Ever since about the middle of last week, a lot of insiders have been betting on a market crash. Why? I don't know. But then, I wouldn't worry too much about that. If the market goes up a bit next week and hits the stop losses, you'll see those options coming back out onto the market, and then being bought by the late comers who also believe the market will crash. I would be very suprised if anyone is to hold on to so many options of any kind until expiry.


----------



## explod (26 August 2007)

Whilst we pontificate lets look at some possibilities.

A lot of fundamental information coming out of the US is downright bearish to say the least and it is backed by tangible evidence.   Most bullish sentiment from my observations are not qualified by evidence...... just trust me type reassurance.

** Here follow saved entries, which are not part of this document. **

PR #372, opened 2021-09-20
OAK-9566 | Improve index stats

nit0906:
* Added support for Json format 
* Fixed issue with local index dir size - currently with composite node store - it was just reporting size of read only mount
* Added new stats for indexCreationTimestamp, ReindexCompletionTimestamp, suggestDirSize, If the index has hidden property index node and if it has a hidden read only libs mount.

### DIFF
--- a/oak-core/src/main/java/org/apache/jackrabbit/oak/plugins/index/inventory/IndexPrinter.java
+++ b/oak-core/src/main/java/org/apache/jackrabbit/oak/plugins/index/inventory/IndexPrinter.java
@@ -78,7 +78,7 @@ public class IndexPrinter implements InventoryPrinter {
             pw.print(JsopBuilder.prettyPrint(json.toString()));
         } else {
             //TODO Highlight if failing
-            printAsyncIndexInfo(pw, null,format);
+            printAsyncIndexInfo(pw, null, format);
             printIndexInfo(pw, null, format);
         }
     }
--- a/oak-core/src/main/java/org/apache/jackrabbit/oak/plugins/index/inventory/IndexPrinter.java
+++ b/oak-core/src/main/java/org/apache/jackrabbit/oak/plugins/index/inventory/IndexPrinter.java
@@ -203,7 +203,7 @@ public class IndexPrinter implements InventoryPrinter {
             keyValue("    Estimated entry count    ", info.getEstimatedEntryCount(), pw, json, format);
         }
 
-        if (info.getType().equals("lucene")) {
+        if ("lucene".equals(info.getType())) {
             // Only valid for lucene type indexes, for others it will simply show false.
             keyValue("    Has hidden oak mount     ", info.hasHiddenOakLibsMount(), pw, json, format);
             keyValue("    Has property index       ", info.hasPropertyIndexNode(), pw, json, format);
--- a/oak-core/src/main/java/org/apache/jackrabbit/oak/plugins/index/inventory/IndexPrinter.java
+++ b/oak-core/src/main/java/org/apache/jackrabbit/oak/plugins/index/inventory/IndexPrinter.java
@@ -20,8 +20,11 @@
 package org.apache.jackrabbit.oak.plugins.index.inventory;
 
 import java.io.PrintWriter;
+import java.text.SimpleDateFormat;
 import java.util.Calendar;
+import java.util.Date;
 import java.util.List;
+import java.util.TimeZone;
 
 import com.google.common.base.Strings;
 import com.google.common.collect.ArrayListMultimap;
@@ -183,10 +186,12 @@ public class IndexPrinter implements InventoryPrinter {
 
         if (info.getSizeInBytes() >= 0){
             keyValue("    Size                     ", IOUtils.humanReadableByteCount(info.getSizeInBytes()), pw, json, format);
+            keyValue("    Size (in Bytes)          ", info.getSizeInBytes(), pw, json, format);
         }
 
         if (info.getSuggestSizeInBytes() >= 0){
             keyValue("    Suggest size             ", IOUtils.humanReadableByteCount(info.getSuggestSizeInBytes()), pw, json, format);
+            keyValue("    Suggest size (in Bytes)  ", info.getSuggestSizeInBytes(), pw, json, format);
         }
 
         if (info.getEstimatedEntryCount() >= 0){
@@ -212,7 +217,10 @@ public class IndexPrinter implements InventoryPrinter {
     private static String formatTime(long time){
         Calendar cal = Calendar.getInstance();
         cal.setTimeInMillis(time);
-        return ISO8601.format(cal);
+        Date date = cal.getTime();
+        SimpleDateFormat outputFmt = new SimpleDateFormat("yyyy-mm-dd'T'HH:mm:ss.s z");
+        outputFmt.setTimeZone(TimeZone.getTimeZone("UTC")); //set timezone here
+        return outputFmt.format(date);
     }
 
     private static void keyValue(String key, Object value, PrintWriter pw, JsopBuilder json, Format format) {
--- a/oak-core/src/main/java/org/apache/jackrabbit/oak/plugins/index/inventory/IndexPrinter.java
+++ b/oak-core/src/main/java/org/apache/jackrabbit/oak/plugins/index/inventory/IndexPrinter.java
@@ -31,6 +31,7 @@ import org.apache.felix.inventory.Format;
 import org.apache.felix.inventory.InventoryPrinter;
 import org.apache.jackrabbit.oak.api.jmx.IndexStatsMBean;
 import org.apache.jackrabbit.oak.commons.IOUtils;
+import org.apache.jackrabbit.oak.commons.json.JsopBuilder;
 import org.apache.jackrabbit.oak.plugins.index.AsyncIndexInfo;
 import org.apache.jackrabbit.oak.plugins.index.AsyncIndexInfoService;
 import org.apache.jackrabbit.oak.plugins.index.IndexInfo;
@@ -46,7 +47,8 @@ import static com.google.common.base.Preconditions.checkNotNull;
         property = {
             "felix.inventory.printer.name=oak-index-stats",
             "felix.inventory.printer.title=Oak Index Stats",
-            "felix.inventory.printer.format=TEXT"
+            "felix.inventory.printer.format=TEXT",
+                "felix.inventory.printer.format=JSON"
         })
 public class IndexPrinter implements InventoryPrinter {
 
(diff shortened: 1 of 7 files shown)


oak-core/src/main/java/org/apache/jackrabbit/oak/plugins/index/inventory/IndexPrinter.java
```diff
@@ -46,7 +47,8 @@
         property = {
             "felix.inventory.printer.name=oak-index-stats",
             "felix.inventory.printer.title=Oak Index Stats",
-            "felix.inventory.printer.format=TEXT"
+            "felix.inventory.printer.format=TEXT",
+                "felix.inventory.printer.format=JSON"
```
fabriziofortino, line 54: minor: align formatting

oak-core/src/main/java/org/apache/jackrabbit/oak/plugins/index/inventory/IndexPrinter.java
```diff
@@ -66,97 +68,193 @@ public IndexPrinter(IndexInfoService indexInfoService, AsyncIndexInfoService asy
...
+            } else if (value instanceof Integer) {
+                json.value((Integer) value);
+            }
+        } else if (format == Format.TEXT) {
+            pw.printf(key+":%s%n",value);
+        }
+    }
+
+    // Wrappers around JsonBuilder that will result in NOOP if builder is null -
+    // These are just to avoid the mulitple if/else check while handling for both TEXT and JSON formats
```
fabriziofortino: typo
```suggestion
    // These are just to avoid the multiple if/else check while handling for both TEXT and JSON formats
```

oak-core/src/main/java/org/apache/jackrabbit/oak/plugins/index/inventory/IndexPrinter.java
```diff
@@ -66,97 +68,193 @@ public IndexPrinter(IndexInfoService indexInfoService, AsyncIndexInfoService asy
...
+        printWithNewLine(pw, "", format);
+
         for (String lane : asyncLanes) {
-            pw.println(lane);
+            printWithNewLine(pw, lane, format);
+            addJsonKey(json, lane);
             AsyncIndexInfo info = asyncIndexInfoService.getInfo(lane);
             if (info != null) {
-                        pw.printf("    Last indexed to      : %s%n", formatTime(info.getLastIndexedTo()));
+                startJsonObject(json);
```
fabriziofortino: `startJsonObject(json);` is called in both `if` and `else` blocks. You can remove from both an move it before the `if` block.

oak-core/src/main/java/org/apache/jackrabbit/oak/plugins/index/inventory/IndexPrinter.java
```diff
@@ -66,97 +68,193 @@ public IndexPrinter(IndexInfoService indexInfoService, AsyncIndexInfoService asy
...
+            keyValue("    Estimated entry count    ", info.getEstimatedEntryCount(), pw, json, format);
         }
 
-        if (info.hasIndexDefinitionChangedWithoutReindexing()) {
-            pw.println("    Index definition changed without reindexing");
-            String diff = info.getIndexDefinitionDiff();
-            if (diff != null) {
-                pw.println("    "+diff);
-            }
+        if (info.getType() == "lucene") {
```
fabriziofortino: use `equals` instead of `==`

oak-core/src/test/java/org/apache/jackrabbit/oak/plugins/index/inventory/IndexPrinterTest.java
```diff
@@ -49,11 +53,30 @@ public void asyncIndexInfo() throws Exception {
...
+        when(asyncInfo.getInfo("foo-async"))
+                .thenReturn(new AsyncIndexInfo("foo-async", 0, 0, false, null));
+
+        String output = getPrintOutput(Format.JSON);
+
+        JsonObject json = JsonObject.fromJson(output, true);
+        Map<String, JsonObject> jsonMap = json.getChildren();
+        assertTrue(jsonMap.keySet().contains("Async Indexers State"));
+        int size  = Integer.parseInt(jsonMap.get("Async Indexers State").getProperties().get("Number of async indexer lanes"));
+        assertTrue(size == 2);
```
fabriziofortino:
```suggestion
        assertEquals(2, size);
```

fabriziofortino (changes requested):

oak-core/src/main/java/org/apache/jackrabbit/oak/plugins/index/inventory/IndexPrinter.java
nit0906: done

oak-core/src/main/java/org/apache/jackrabbit/oak/plugins/index/inventory/IndexPrinter.java
nit0906: done

oak-core/src/main/java/org/apache/jackrabbit/oak/plugins/index/inventory/IndexPrinter.java
nit0906: done

oak-core/src/test/java/org/apache/jackrabbit/oak/plugins/index/inventory/IndexPrinterTest.java
nit0906: done

oak-core/src/main/java/org/apache/jackrabbit/oak/plugins/index/inventory/IndexPrinter.java
nit0906: done

thomasmueller (commented):
Could you add an example output, in Json format, to https://issues.apache.org/jira/browse/OAK-9566 ?
Or (might be easier) add a test case with Json output... anyway having a test case would be good.

fabriziofortino (approved):

oak-core/src/main/java/org/apache/jackrabbit/oak/plugins/index/inventory/IndexPrinter.java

Now lets look at the Dow Jones weekly chart for the last decade.  Hit a top six weeks ago and looks poised on the top of a rollercoaster.    If it were to fall in the next week or so by another  15% and break major support at about11000 then the next target would be the support at 8000 and our man with the puts would be well in the money.

The rises in the stockmarkets over the last year or so have been unbelievable for many, the falls may do the same;   however in the bigger picture this scenerio is well within the realms of the next month of two

Not saying it will pan out, but lets look realistically at all sides.   1927/33  was worse than this idea and some say with good argument that the financial dynamics are worse this time


----------



## hacheln_mice (26 August 2007)

Puts bought during panicky periods usually expire worthless.  The p/c equity ratio chart pretty much sums things up:


----------



## sails (26 August 2007)

I noticed some unusually large activity in ANZ September $22.50 puts on Friday.  Total of volume of 741 and open interest increased by 711 contracts.  

What we don't know is who is long and who is short on those contracts, so it really doesn't help much with direction.  We also don't know if one or both sides of these transactions may hedged with shares or another derivative which can completely change the nature of a seemingly simple put trade.

ANZ's put/call ratio for September is also skewed to the put side as explained in Nick's post.


----------



## explod (29 August 2007)

With the move on the Dow since our discussion a few days ago it is worth thinking about our trader of the Puts.

As highlighted on other threads we are now looking like a confirmed down trend on the main indices and we all know "falling is faster than the climb"

Next major support on the Dow 11000, then 8500 and our put trader is on the money.

The news out of US continues to get worse.


----------



## profithunter (29 August 2007)

sails said:


> I noticed some unusually large activity in ANZ September $22.50 puts on Friday.  Total of volume of 741 and open interest increased by 711 contracts.
> 
> What we don't know is who is long and who is short on those contracts, so it really doesn't help much with direction.  We also don't know if one or both sides of these transactions may hedged with shares or another derivative which can completely change the nature of a seemingly simple put trade.
> 
> ANZ's put/call ratio for September is also skewed to the put side as explained in Nick's post.




I wouldnt read to much into the ANZ contracts, the total cost was $24000.


----------



## wayneL (31 August 2007)

wayneL said:


> There may not be anything sinister in this. But interesting... looking into it.



Adam Warner (ex options market maker) basically coming up with same view... tin foil hats off for now. 

http://adamsoptions.blogspot.com/2007/08/conspiracy-theories.html



> Anyway, lots of tin-foil-ish chatta about some big open interest in SPX deep (and far OTM) options. Steve Smith and Aaron Task run it down on TheStreet.
> 
> As if the mortgage-market meltdown isn't enough to spook investors, some market players are worrying about unusual options bets that some observers have dubbed "Bin Laden Trades."
> 
> ...


----------



## dubiousinfo (31 August 2007)

Here is another view on the puts that suggests there is nothing sinister.

Looks like I can cancel the food order for my underground bunker.  




> Dispelling the 'Bin Laden' Options Trades
> 
> By Steven Smith and Aaron L. Task
> Staff Reporters
> ...


----------



## wayneL (31 August 2007)

Mystery solved.

Via Adam Warner:



> Steve Smith solves the S&P options mystery.
> 
> But I'm glad to now be able to confirm that this was not a cloak-and-dagger situation. It was the least glamorous of the scenarios, the box-spread trade, that explains and is the catalyst for the activity.
> 
> ...


----------